Bekker, A., H.D. Holland, P.-L. Wang, D. Rumble III, H.J. Stein, J.L. Hannah, L.L. Coetzee, and N.J. Beukes. 2004. Dating the rise of atmospheric oxygen. Nature 427: 117-120.

Canfield, D.E. 1998. A new model for Proterozoic ocean chemistry. Nature 396: 450-453.

Canfield, D.E. and R. Raiswell. 1999. The evolution of the sulfur cycle. American Journal of Science 299: 697-723.

Canfield, D.E. and A. Teske. 1996. Late Proterozoic rise in atmospheric oxygen concentration inferred from phylogenetic and sulphur-isotope studies. Nature 382: 127-132.

Holland, H.D. 2002. Volcanic gases, black smokers, and the great oxidation event. Geochimica et Cosmochimica Acta 66: 3811-3826.

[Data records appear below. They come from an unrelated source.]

PR #16, opened 2021-07-17
Parser error handling

kpodsiad:
Closes https://github.com/VirtusLab/scala-yaml/issues/12

### DIFF
--- a/src/main/scala/org/virtuslab/internal/load/parse/ParserImpl.scala
+++ b/src/main/scala/org/virtuslab/internal/load/parse/ParserImpl.scala
@@ -1,6 +1,7 @@
 package org.virtuslab.internal.load.parse
 
 import org.virtuslab.internal.YamlError
+import org.virtuslab.internal.ParseError
 import org.virtuslab.internal.load.reader.Reader
 import org.virtuslab.internal.load.reader.token.ScalarStyle
 import org.virtuslab.internal.load.reader.token.Token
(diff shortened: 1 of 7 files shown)


src/main/scala/org/virtuslab/internal/load/parse/ParserImpl.scala
```diff
@@ -39,68 +39,96 @@ private enum Production:
...
+          else Right(acc :+ event)
+        case Left(err) => Left(err)
     }
-    Right(loop(Nil, List(ParseStreamStart)))
+    loop(Nil, List(ParseStreamStart))
 
-  def getNextEvent(in: Reader, stack: List[Production]): (Event, List[Production]) = {
+  type EventResult = Either[YamlError, (Event, List[Production])]
+
+  private def error(expected: String, got: Token): EventResult = Left(
```
lwronski, line 58: We should separate the errors logic from the parsing. We should cover error parsing with new type error. 
In new type error, you can create helper method for parsing, such as 

`EventError.from(expected: Token, got: Token): EventResult`

lwronski (commented):
We should separate errors logic from parsing.

src/main/scala/org/virtuslab/internal/load/parse/ParserImpl.scala
kpodsiad: Should we change `YamlError` to sealed trait and then, `EventError` will extend it?

lwronski: Yes, good idea

lwronski (approved):
LGTM

PR #21, opened 2021-07-20
YamlEncoder reimplementation

### LINKED ISSUE #18: Support nested types in YamlEncoder
For example, encoding `Person` would produce malformed output.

Karhu, J.A. and H.D. Holland. 1996. Carbon isotopes and the rise of atmospheric oxygen. Geology 24: 867-870.

Knoll, A.H. 1992. Biological and biogeochemical preludes to the Ediacaran radiation. pp. 53-84. In J.H. Lipps and P.W. Signor (eds.), Origin and Early Evolution of the Metazoa. Plenum Press, New York.

Knoll, A.H. 2003. The geological consequences of evolution. Geobiology 1: 3-14.

Repeta, D.J., D.J. Simpson, B.B. Jørgensen, and H.W. Jannasch. 1989. Evidence for anoxygenic photosynthesis from the distribution of bacteriochlorophylls in the Black Sea, Nature, pp. 69-72.

Widdel, F., S. Schnell, S. Heising, A. Ehrenreich, B. Assmus, and B. Schink. 1993. Ferrous iron oxidation by anoxygenic phototrophic bacteria. Nature 362: 834-835.